# Activity
Work out the count of lines in the listing below that include "tools". Give that count alone.
┄┄┄┄┄┄┄┄┄┄┄┄┄┄┄┄┄┄┄┄
PR #3280, opened 2017-10-06
sbt.ExtractAPI: Support TypeArgRef

smarter:
TypeArgRef can leak to method signatures, therefore it needs to be
handled in ExtractAPI for incremental compilation to work correctly.

@odersky :  See sbt-dotty/sbt-test/source-dependencies/typeargref/A.scala for an example where a TypeArgRef leaks to the signature. This example seems dubious to me since there's no reason we couldn't use the underlying type here, so let me know if you can come up with a more reasonable example.

### DIFF
--- a/compiler/src/dotty/tools/dotc/sbt/ExtractAPI.scala
+++ b/compiler/src/dotty/tools/dotc/sbt/ExtractAPI.scala
@@ -147,6 +147,7 @@ private class ExtractAPICollector(implicit val ctx: Context) extends ThunkHolder
     new api.Annotated(tp, Array(marker))
   private def marker(name: String) =
     new api.Annotation(new api.Constant(Constants.emptyType, name), Array())
+  val typeArgRefMarker = marker("TypeArgRef")
   val orMarker = marker("Or")
   val byNameMarker = marker("ByName")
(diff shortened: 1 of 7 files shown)


compiler/src/dotty/tools/dotc/sbt/ExtractAPI.scala
```diff
@@ -343,6 +344,12 @@ private class ExtractAPICollector(implicit val ctx: Context) extends ThunkHolder
     }
   }
 
+  // Hack to represent dotty types which don't have an equivalent in xsbti
+  def combineApiTypes(apiTps: api.Type*): api.Type = {
```
odersky: I have no idea what this is supposed to achieve.

smarter: Basically fitting a square peg in a round hole: sbt has its own representation of types which doesn't include anything like TypeArgRef, but we can still get incremental compilation to work correctly if we can find a bijection between dotty's types and sbt's types, since the only thing that matter is that the hash of the sbt type changes when the dotty type changes. Don't worry too much about it :).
┄┄┄┄┄┄┄┄┄┄┄┄┄┄┄┄┄┄┄┄
# Task answer
3